Issue #560, opened 2021-12-22
Introduce log levels


halvards:
When using `ko` as a library, it can be helpful to have more control of the log output.

If a downstream tool enables debug or trace level logging, it could then propagate this setting to `ko`. Likewise, a downstream warning log level could translate to having `ko` only output warnings (e.g., with #542).

For instance, while developing features for #348 and https://github.com/GoogleContainerTools/skaffold/issues/6041, I often added debug log lines to `ko` that I removed before committing changes.

One approach would be to follow the approach in `ggcr`: https://github.com/google/go-containerregistry/blob/v0.7.0/pkg/logs/logs.go#L24-L31

This would also allow downstream tools to plug in their logging libraries by sending `ko` log output to another destination using [`log/Logger.SetOutput`](https://pkg.go.dev/log#Logger.SetOutput), like what `ko` does with `ggcr`: https://github.com/google/ko/blob/v0.9.3/cmd/ko/main.go#L39-L40

And just to be clear, I'm not suggesting introducing a logging library!

jonjohnsonjr:
I have some regrets about the global logging stuff in ggcr. I would be fine with adopting https://github.com/go-logr/logr if we want to expose this.

halvards:
What regrets do you have with the `ggcr` approach? I like the simplicity of it, which unsurprisingly aligns with `ko` :smile:.

On https://github.com/go-logr/logr, libraries/SDKs should log to interfaces IMHO, so that aligns with my principles, but that'll be a bigger change. Is the goal to inject logger instances rather than reaching for global variables? Or do you see benefits in the structured logging or numbered levels?

jonjohnsonjr:
> What regrets do you have with the ggcr approach? I like the simplicity of it, which unsurprisingly aligns with ko 😄.

The fact that's it's package-level globals is kinda gross. I'm not sure if adding a logger option is much better, but I do hate globals :)

> but that'll be a bigger change

Agreed... I'm assuming you'd want to expose this for use by skaffold? Otherwise we could keep it internal.

>  Is the goal to inject logger instances rather than reaching for global variables?

Yup!

PR #569, opened 2022-01-25
Enable log levels and injecting loggers, using `go-logr`

halvards:
This change adds a dependency on `go-logr/logr` and replaces all* uses of the `log` package from Go's standard library with a `logr`-based implementation.

To ease the transition, and to keep the diff small, this change introduces a package `github.com/google/ko/pkg/log` that should be imported in place of `log` from the standard library.

The new package provides some of the same functions as `log`, e.g., `Printf()` and `Fatalf()`. The replacement functions takes an extra `context.Context` argument. The `Context` is used to look up the `logr.Logger` to use for logging.

Existing log statements have been updated to use the transition functions, with `Context` plumbed through where required.

New code can use the new logging syntax, e.g.:

```go
log.L(ctx).Info("something interesting happened", "key", "value")
```

or

```go
log.L(ctx).Error(err, "uh oh", "what", "snafu")
```

This change alters the log output to `logr`'s structured output, with named fields for the log message and level. As an example, a log line that previously looked like this:

```
2022/01/25 19:44:18 Building github.com/google/ko/test for linux/amd64
```

Will look like as follows with this change:

```
2022/01/25 19:46:02 ko: "level"=1 "msg"="Building github.com/google/ko/test for linux/amd64"
```

\* The `log` package from Go's standard library is still used in the deprecated `pkg/commands/options/filestuff.go`.

Fixes: #560
Related: #542

### DIFF
--- a/go.mod
+++ b/go.mod
@@ -7,6 +7,8 @@ require (
 	github.com/docker/docker v20.10.12+incompatible
 	github.com/dprotaso/go-yit v0.0.0-20191028211022-135eb7262960
 	github.com/fsnotify/fsnotify v1.5.1
+	github.com/go-logr/logr v1.2.2
+	github.com/go-logr/stdr v1.2.2
 	github.com/go-training/helloworld v0.0.0-20200225145412-ba5f4379d78b
 	github.com/google/go-cmp v0.5.7
 	github.com/google/go-containerregistry v0.8.0
--- a/go.sum
+++ b/go.sum
@@ -602,8 +602,11 @@ github.com/go-logr/logr v0.1.0/go.mod h1:ixOQHD9gLJUVQQ2ZOR7zLEifBX6tGkNJF4QyIY7
 github.com/go-logr/logr v0.2.0/go.mod h1:z6/tIYblkpsD+a4lm/fGIIU9mZ+XfAiaFtq7xTgseGU=
 github.com/go-logr/logr v0.4.0/go.mod h1:z6/tIYblkpsD+a4lm/fGIIU9mZ+XfAiaFtq7xTgseGU=
 github.com/go-logr/logr v1.0.0/go.mod h1:jdQByPbusPIv2/zmleS9BjJVeZ6kBagPoEUsqbVz/1A=
-github.com/go-logr/logr v1.2.0 h1:QK40JKJyMdUDz+h+xvCsru/bJhvG0UxvePV0ufL/AcE=
 github.com/go-logr/logr v1.2.0/go.mod h1:jdQByPbusPIv2/zmleS9BjJVeZ6kBagPoEUsqbVz/1A=
+github.com/go-logr/logr v1.2.2 h1:ahHml/yUpnlb96Rp8HCvtYVPY8ZYpxq3g7UYchIYwbs=
+github.com/go-logr/logr v1.2.2/go.mod h1:jdQByPbusPIv2/zmleS9BjJVeZ6kBagPoEUsqbVz/1A=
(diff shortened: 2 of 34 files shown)


halvards:
The `e2e windows-latest` tests fail because the image index for `golang:1.17` doesn't contain a Windows platform with `os.version` matching what the action step expects. The action step hardcodes `10.0.17763.2366`, but currently `golang:1.17` only contains `10.0.17763.2452`.

We could bump the version number in the step to match, but that's just a temporary workaround. Any suggestions?

halvards:
If I read the step right, the job should actually pick up `mcr.microsoft.com/windows/nanoserver:1809` rather than `golang:1.17`, using `KO_DEFAULTBASEIMAGE`. Based on the logs, that doesn't appear to be happening though. And in any case, `os.version` in the Windows base image also doesn't match `OSVERSION` from the step.

jonjohnsonjr:
Thanks for doing this!

> The Context is used to look up the logr.Logger to use for logging.

I've done this a couple times and I've grown to really dislike this pattern. It's somewhat convenient, but IMO it's too hard to discover  via godoc or the type system and too easy to get wrong (resulting in just no logs because we get a discard logger).

I'd prefer having us "manually" inject a logger wherever we need it, even though it's kind of annoying to plumb around. Happy to discuss it though, if folks disagree.

halvards:
> #572

Thanks for the pointer. I think the other problem is that `baseImageOverrides` in `.ko.yaml` appears to takes precedence over `KO_DEFAULTBASEIMAGE`, which is not what most users would expect. That causes the failing step to use `golang` as the base image instead of `nanoserver`. I'll verify and create an issue for this.

halvards:
> > The Context is used to look up the logr.Logger to use for logging.
> 
> I've done this a couple times and I've grown to really dislike this pattern. It's somewhat convenient, but IMO it's too hard to discover via godoc or the type system and too easy to get wrong (resulting in just no logs because we get a discard logger).
> 
> I'd prefer having us "manually" inject a logger wherever we need it, even though it's kind of annoying to plumb around. Happy to discuss it though, if folks disagree.

I completely agree that discoverability suffers with this approach, and I'd be completely fine to abandon this PR if that's the priority 👍.

Two arguments in favor of this approach:

1. Plumbing through a logr.Logger significantly alters the effort-to-benefit ratio of this feature.

2. If we want to plumb through other arguments, e.g., spans for tracing, then our function arguments may start to get out of hand.

Two alternative tweaks to the context-wrapped approach that won't do much to aid discoverability, but should reduce the chances of getting it wrong:

1. Fall back to a basic [`funcr`](https://github.com/go-logr/logr/blob/master/funcr/funcr.go)-based logger that just does `fmt.Fprintln(os.Stderr, prefix, args)`, instead of the discard logger. Perhaps also with a warning message about using a non-performant fallback logger. Reason for using `funcr` rather than `stdr` is to avoid another dependency.

2. Fail if there's no logger in the context or if context is nil, using `panic()`!? That way, an accidentally re-initialized (or nil) context should be caught early. This will require some more work to ensure that unit tests all use contexts with a logger.

jonjohnsonjr:
> If we want to plumb through other arguments, e.g., spans for tracing, then our function arguments may start to get out of hand.

I think trace spans actually _are_ a good thing to pass along in a context, but the logger feels a lot more like application configuration than request-scoped data.

I do see that logr has these context facilities built in, so maybe I should just give this fight up :P but https://dave.cheney.net/2017/01/26/context-is-for-cancelation is so compelling.

halvards:
Is anyone interested in this? If not, I'm inclined to close it as I don't want to add tech debt (context misuse) for a niche requirement.

halvards:
Thanks for the feedback! Closing it now, we can revisit in the future if necessary.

-*-*-

§ Your goal
Would you print exactly the lines from the first line of the entries above through the line that has "aligns with ko 😄.", both included, and stop there?

§ Finished exercise
Issue #560, opened 2021-12-22
Introduce log levels


halvards:
When using `ko` as a library, it can be helpful to have more control of the log output.

If a downstream tool enables debug or trace level logging, it could then propagate this setting to `ko`. Likewise, a downstream warning log level could translate to having `ko` only output warnings (e.g., with #542).

For instance, while developing features for #348 and https://github.com/GoogleContainerTools/skaffold/issues/6041, I often added debug log lines to `ko` that I removed before committing changes.

One approach would be to follow the approach in `ggcr`: https://github.com/google/go-containerregistry/blob/v0.7.0/pkg/logs/logs.go#L24-L31

This would also allow downstream tools to plug in their logging libraries by sending `ko` log output to another destination using [`log/Logger.SetOutput`](https://pkg.go.dev/log#Logger.SetOutput), like what `ko` does with `ggcr`: https://github.com/google/ko/blob/v0.9.3/cmd/ko/main.go#L39-L40

And just to be clear, I'm not suggesting introducing a logging library!

jonjohnsonjr:
I have some regrets about the global logging stuff in ggcr. I would be fine with adopting https://github.com/go-logr/logr if we want to expose this.

halvards:
What regrets do you have with the `ggcr` approach? I like the simplicity of it, which unsurprisingly aligns with `ko` :smile:.

On https://github.com/go-logr/logr, libraries/SDKs should log to interfaces IMHO, so that aligns with my principles, but that'll be a bigger change. Is the goal to inject logger instances rather than reaching for global variables? Or do you see benefits in the structured logging or numbered levels?

jonjohnsonjr:
> What regrets do you have with the ggcr approach? I like the simplicity of it, which unsurprisingly aligns with ko 😄.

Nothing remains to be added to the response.